# Tokyo - Singapore + 10 Other Worldwide Locations - 1GB VPS starting at $7 / month



## Kakashi (Aug 28, 2015)

*Reviews Here:*
http://www.webhostingtalk.com/showthread.php?t=1448446
http://www.webhostingtalk.com/showthread.php?t=1353217
http://www.webhostingtalk.com/showthread.php?t=1352762
http://www.webhostingtalk.com/showthread.php?t=1206379
http://www.webhostingtalk.com/showthread.php?t=1163987
http://www.webhostingtalk.com/showthread.php?t=1154520
http://www.webhostingtalk.com/showthread.php?t=1139007 
http://www.webhostingtalk.com/showthread.php?t=1100962
http://www.webhostingtalk.com/showthread.php?t=1109608
http://www.webhostingtalk.com/showthread.php?t=1119773
I am happy to announce that we have restructured our packages and are now able to offer our Basic VPS with 1GB RAM whilst keeping the price the same.
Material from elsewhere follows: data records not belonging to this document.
PR #1985, opened 2017-09-14
Check if the parentId from the POST request is an array

kbrabrand:
Checks if the `parentId` request param value is an array and uses the first value if it is. Seems like it always is an array of one element anyway.


brandonkelly:
Decided to fix it slightly differently, and it also had to fix a related issue with categories. So already taken care of. Thanks though!!

kbrabrand:
Cool. Just glad to be able to let the customer that the fix will be put soon. Do you have a plan for beta-27, @brandonkelly?

brandonkelly:
@kbrabrand It's out now :)

PR #1986, opened 2017-09-15
Feature/field type refactoring

swey:
Thanks again for your commit 2abba73, @brandonkelly!

Maybe even better is to wrap the whole field with the `data-type` attribute. This allows full control of the fields by `handle` and by `type`.

Useful for cases where you want to improve the styling for whole fields, e.g. highlight the headline of a certain field type or hide the headline because the field input has several ones.

Of course I don't want to make changes of Craft's core just for our use cases, but I have to because the fields miss important information and there is no other way to add them. But I think this is also useful for many other developers creating custom fields or heavily customizing the control panel interface.

### DIFF
--- a/src/templates/_includes/field.html
+++ b/src/templates/_includes/field.html
@@ -14,14 +14,16 @@
 {% endif %}
 
 {% if instructions or input %}
-    {% include "_includes/forms/field" with {
-        label: field.name|t('site')|e,
-        translatable: translatable,
-        siteId: siteId,
-        required: (not static ? required : false),
-        instructions: instructions|e,
-        id: field.handle,
-        errors: errors,
-        input: '<div data-type="'~className(field)~'">'~input~'</div>'
-    } only %}
+    <div class="field-wrapper" data-type="{{ className(field) }}">
+        {% include "_includes/forms/field" with {
+            label: field.name|t('site')|e,
+            translatable: translatable,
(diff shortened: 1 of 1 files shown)


brandonkelly:
Guessing this will break Live Preview. Have you tested that?

swey:
Have not tested the live preview so far. Sorry. 
Will do it later the day.

brandonkelly:
Just thought of a way to output the exact HTML you were hoping for in #1965, but in a way that I’m happy with: At the `_includes/forms/field` level, it only cares about a generic `data` object that may be defined. If it is, it will create `data-x` attributes on the `<div class="field">` based on its keys/values. So it’s still agnostic to what those attributes might be for, which is important to me, but gives the `_includes/field` template a way to add a `data-type` attribute where you want it to go.

swey:
Yeah, understand what you mean.
So you call the partial with
```
additionalDataAttributes: {
 type:  className(field)
}
```

and inside `includes/forms/_fields`
you have something like
```
<div id=""{{additionalDataAttributes|dataAttributes}}>
```

Right?

brandonkelly:
Already done: 4c9b714fd4f7334d642d9b3b1f3204ffcbc7dc6f

swey:
Awesome, you're the best, @brandonkelly!

PR #2020, opened 2017-10-05
Stub getIsLivePreview for console requests

drifteaur:
I'm importing data into a Craft 3 site via a console command. I'm populating matrix fields, and they check getIsLivePreview(), but that method isn't available on the Console Request. This stub method helps.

All of our VPS Hosts are utilising VMware as it's Hypervisor. VMware is the most mature, reliable and cutting edge Hypervisor available. Our team has been working with VMware for several years now and with VCP certified engineers on board you can rest assured you're in safe hands.

We will not oversell any of our resources and have the ability to move Virtual Servers around our hosts with no downtime.:

*Locations : *

*Singapore - Softlayer
Tokyo - Softlayer*
London (Maidenhead) - Rapidswitch
Netherlands - Serverius
Los Angeles - Gigenet
Phoenix - IOFLOOD
Dallas - Enzu
Denver - HandyNetworks
Tampa - Hivelocity
Atlanta - Ubiquity
Chicago - Gigenet
NY/NJ - Choopa/AtlanticMetro


*Here are the packages:*

*Basic VPS*
*30GB SSD* or RAID10 Storage. (Depending on Location)
*1GB* Dedicated RAM
*2 CPU Cores* (3 CPU Cores in Tokyo + Singapore)
*2000GB - 1000GB* Bandwidth (Depnding on Location)
*1 Gbit *Connectivity (Unmetered Available)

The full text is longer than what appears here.